- Born: February 27, 1923 Vandalia, Illinois, U.S.
- Died: February 11, 2025 (aged 101) Chicago, Illinois, U.S.
- Education: Art
- Alma mater: School of the Art Institute of Chicago
- Known for: Paintings and illustrations
- Website: www.kaysmithartist.com

= Kay Smith (artist) =

American painter (1923–2025)

Albina Kathryn Smith (née Metzger; February 27, 1923 – February 11, 2025) was an American visual artist, who specialized in using watercolors and depicting landscapes.

==Early life==
Smith was born in Vandalia, Illinois, on February 27, 1923. She grew up in Vandalia and was the fourth of six children.

==Career==
During World War II, Smith moved to Chicago and attended classes at the School of the Art Institute of Chicago. She worked as a commercial illustrator until the 1970s, when she turned to historical subjects. She visited historical sites to depict them accurately and raise awareness about these sites importance to the national heritage.

For 21 years, she taught a watercolor class at the Old Town Triangle Art Center in Old Town, Chicago.

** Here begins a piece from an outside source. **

PR #471, opened 2016-02-09
nettle: add missing cmd:find as build prerequisite

fbrosson:


fbrosson:
FYI, with this PR the recipe of nettle 3.2 builds on __x86__ :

She had produced four books on her artwork and more than 250 paintings. She illustrated over 30 books for Thomas Jones, an editor at J.G. Ferguson Publishing Co.

==Later life and death==
At the age of 73, Smith was struck by Guillain–Barré syndrome which left her almost paralyzed. After rehabilitation, her daughter encouraged her to keep painting. She was still taking commissions after turning 90. She died in Chicago on February 11, 2025, at the age of 101.

==Awards and recognition==
In 1994, Smith was named the Artist Laureate of Illinois by The Lincoln Academy of Illinois. On the occasion of her 100th birthday, 27 February 2023 was proclaimed Kay Smith Day in Chicago by the Mayor's office.

==Major works==

Red Tails escorting the B17s in the permanent collection of the Pritzker Military Museum & Library

Smith's major works include a series of Abraham Lincoln-related sites, Red Tails escorting the B17s on display at the Pritzker Military Museum & Library, and paintings depicting famous Illinois sites on display at the Illinois Governors' Mansion.

She was commissioned by The Ernest Hemingway Foundation of Oak Park to do paintings depicting the Ernest Hemingway books The Snows of Kilimanjaro and The Old Man and the Sea. Some of her Hemingway paintings were exhibited as part of the Hemingway Centennial Celebration in Oak Park in 1999.

Her works have hung in the Harry S. Truman Library and Museum, the Illinois Institute of Technology, the Yorktown Victory Center (Yorktown, VA) and the Three Arts Club in Chicago.

==Bibliography==
- Edgell, David L. (2006). "Managing Sustainable Tourism: A Legacy for the Future"
- Jones, Thomas C. (1981). "So proudly we hail – keystones of American freedom: 375 years of remarkable events prepare the people of America to face the challenge of the '80s"
- Monroe, Dan, Lura Lynn Ryan, and Kay Lovelace Smith. At Home with Illinois Governors: A Social History of the Illinois Executive Mansion, 1855–2003. [Springfield, IL]: Illinois Executive Mansion Association, 2002. ISBN 0-9725610-0-5
- Whitney, David C., Kay Lovelace Smith, and Thomas C. Jones. The American Legacy: A Pageant of Great Deeds and Famous Words. Chicago: J.G. Ferguson, 1975.
- Whitney, David C. and Kay Lovelace Smith. The Colonial Spirit of '76: The People of the Revolution: The Lives of Members of the Continental Congresses and Other Prominent Men and Women of the Period. Chicago: J.G. Ferguson Pub. Co., 1974.